Pull every line containing "other" from the data.
━━━ The records
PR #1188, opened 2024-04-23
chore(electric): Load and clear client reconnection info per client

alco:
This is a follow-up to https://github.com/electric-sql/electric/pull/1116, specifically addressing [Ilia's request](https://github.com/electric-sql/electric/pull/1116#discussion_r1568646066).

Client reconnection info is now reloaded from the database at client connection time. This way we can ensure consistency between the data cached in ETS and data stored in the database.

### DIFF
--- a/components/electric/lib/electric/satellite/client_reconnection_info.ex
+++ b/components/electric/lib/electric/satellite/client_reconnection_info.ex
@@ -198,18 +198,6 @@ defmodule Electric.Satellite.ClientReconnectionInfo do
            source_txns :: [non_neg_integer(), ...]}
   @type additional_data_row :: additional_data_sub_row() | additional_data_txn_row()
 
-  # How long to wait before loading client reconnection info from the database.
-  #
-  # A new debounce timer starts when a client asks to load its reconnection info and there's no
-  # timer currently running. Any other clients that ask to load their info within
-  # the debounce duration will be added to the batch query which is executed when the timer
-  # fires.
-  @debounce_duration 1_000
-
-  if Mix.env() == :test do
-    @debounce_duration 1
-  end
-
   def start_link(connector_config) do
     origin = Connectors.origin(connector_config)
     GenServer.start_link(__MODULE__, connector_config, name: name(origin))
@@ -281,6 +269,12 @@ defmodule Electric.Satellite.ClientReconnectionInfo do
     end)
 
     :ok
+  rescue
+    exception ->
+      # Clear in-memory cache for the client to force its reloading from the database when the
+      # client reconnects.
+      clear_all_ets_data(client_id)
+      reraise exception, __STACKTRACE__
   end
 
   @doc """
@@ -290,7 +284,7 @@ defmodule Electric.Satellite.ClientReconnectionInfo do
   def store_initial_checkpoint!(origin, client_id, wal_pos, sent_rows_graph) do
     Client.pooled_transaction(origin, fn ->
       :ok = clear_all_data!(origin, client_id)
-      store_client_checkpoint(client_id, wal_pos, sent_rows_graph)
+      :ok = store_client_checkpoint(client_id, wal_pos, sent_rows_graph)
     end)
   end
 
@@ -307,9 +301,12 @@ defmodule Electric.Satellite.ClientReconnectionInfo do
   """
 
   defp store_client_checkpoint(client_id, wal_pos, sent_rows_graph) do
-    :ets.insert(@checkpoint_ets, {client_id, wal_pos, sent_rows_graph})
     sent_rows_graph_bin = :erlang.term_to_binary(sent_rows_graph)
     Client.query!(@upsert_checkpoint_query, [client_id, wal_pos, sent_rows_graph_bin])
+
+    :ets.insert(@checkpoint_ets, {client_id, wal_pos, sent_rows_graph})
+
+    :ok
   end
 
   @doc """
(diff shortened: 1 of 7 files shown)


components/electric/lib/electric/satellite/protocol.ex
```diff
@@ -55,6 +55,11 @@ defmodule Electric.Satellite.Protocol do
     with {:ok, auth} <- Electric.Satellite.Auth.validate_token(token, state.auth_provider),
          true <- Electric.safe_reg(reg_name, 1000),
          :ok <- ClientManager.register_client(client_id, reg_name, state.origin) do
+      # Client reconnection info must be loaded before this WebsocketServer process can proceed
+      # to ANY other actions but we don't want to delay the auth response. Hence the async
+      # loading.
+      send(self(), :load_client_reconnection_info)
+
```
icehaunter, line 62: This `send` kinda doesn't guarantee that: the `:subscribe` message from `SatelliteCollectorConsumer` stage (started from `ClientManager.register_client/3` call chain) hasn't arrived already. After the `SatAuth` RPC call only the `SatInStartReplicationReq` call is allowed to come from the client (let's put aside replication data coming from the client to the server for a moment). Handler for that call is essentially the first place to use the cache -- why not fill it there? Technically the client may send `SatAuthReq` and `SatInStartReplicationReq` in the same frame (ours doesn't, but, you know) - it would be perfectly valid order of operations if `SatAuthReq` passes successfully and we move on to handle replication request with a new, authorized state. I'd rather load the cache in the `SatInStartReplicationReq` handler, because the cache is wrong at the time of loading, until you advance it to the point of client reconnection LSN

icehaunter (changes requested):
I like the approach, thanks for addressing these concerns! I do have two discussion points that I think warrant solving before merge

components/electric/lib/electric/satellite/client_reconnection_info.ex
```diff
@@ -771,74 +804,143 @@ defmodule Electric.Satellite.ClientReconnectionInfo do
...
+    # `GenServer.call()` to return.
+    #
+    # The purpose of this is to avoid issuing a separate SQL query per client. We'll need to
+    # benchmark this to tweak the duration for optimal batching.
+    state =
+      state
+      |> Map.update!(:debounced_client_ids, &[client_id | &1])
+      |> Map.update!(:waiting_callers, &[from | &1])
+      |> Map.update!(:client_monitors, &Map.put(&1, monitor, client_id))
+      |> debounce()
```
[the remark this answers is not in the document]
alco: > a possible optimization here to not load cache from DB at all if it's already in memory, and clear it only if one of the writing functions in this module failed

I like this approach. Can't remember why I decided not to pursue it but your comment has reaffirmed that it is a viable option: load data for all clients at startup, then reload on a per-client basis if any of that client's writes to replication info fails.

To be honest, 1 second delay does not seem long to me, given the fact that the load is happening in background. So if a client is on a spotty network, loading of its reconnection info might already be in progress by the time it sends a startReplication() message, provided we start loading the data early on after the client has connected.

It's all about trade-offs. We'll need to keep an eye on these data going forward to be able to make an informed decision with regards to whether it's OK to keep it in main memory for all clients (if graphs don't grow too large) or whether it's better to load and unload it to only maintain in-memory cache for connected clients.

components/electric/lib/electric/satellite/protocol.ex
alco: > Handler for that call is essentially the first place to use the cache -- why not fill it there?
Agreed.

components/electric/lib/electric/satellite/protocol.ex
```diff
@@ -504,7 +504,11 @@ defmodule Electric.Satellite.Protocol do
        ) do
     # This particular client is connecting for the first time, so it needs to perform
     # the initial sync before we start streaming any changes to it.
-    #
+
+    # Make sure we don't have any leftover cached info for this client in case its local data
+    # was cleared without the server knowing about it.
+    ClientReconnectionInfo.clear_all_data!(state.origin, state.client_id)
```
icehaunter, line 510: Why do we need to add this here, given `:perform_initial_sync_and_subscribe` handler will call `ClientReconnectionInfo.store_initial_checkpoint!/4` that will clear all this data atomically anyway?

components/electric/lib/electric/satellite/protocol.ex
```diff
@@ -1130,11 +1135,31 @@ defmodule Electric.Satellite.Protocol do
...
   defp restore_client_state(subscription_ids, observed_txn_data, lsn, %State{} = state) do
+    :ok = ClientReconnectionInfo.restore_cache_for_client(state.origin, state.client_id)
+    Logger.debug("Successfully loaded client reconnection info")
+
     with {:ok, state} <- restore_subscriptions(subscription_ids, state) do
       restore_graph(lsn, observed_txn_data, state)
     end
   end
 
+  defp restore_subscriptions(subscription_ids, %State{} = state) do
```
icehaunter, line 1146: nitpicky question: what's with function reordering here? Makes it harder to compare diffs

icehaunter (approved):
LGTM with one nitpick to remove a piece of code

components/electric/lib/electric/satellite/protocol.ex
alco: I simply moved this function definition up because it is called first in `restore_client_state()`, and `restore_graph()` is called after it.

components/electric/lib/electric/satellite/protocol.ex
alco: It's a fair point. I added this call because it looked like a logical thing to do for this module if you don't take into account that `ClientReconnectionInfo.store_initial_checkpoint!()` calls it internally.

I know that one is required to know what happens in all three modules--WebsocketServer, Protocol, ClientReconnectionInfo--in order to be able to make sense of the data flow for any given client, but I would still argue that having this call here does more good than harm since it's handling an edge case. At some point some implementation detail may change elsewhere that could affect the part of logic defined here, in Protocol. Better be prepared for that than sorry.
━━━━━━
━━━ The records
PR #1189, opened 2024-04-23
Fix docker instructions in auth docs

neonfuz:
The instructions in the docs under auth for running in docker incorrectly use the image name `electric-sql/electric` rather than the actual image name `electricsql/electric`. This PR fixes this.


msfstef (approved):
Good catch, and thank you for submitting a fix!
━━━━━━
■ **Solution for this problem**
-  # timer currently running. Any other clients that ask to load their info within
+      # to ANY other actions but we don't want to delay the auth response. Hence the async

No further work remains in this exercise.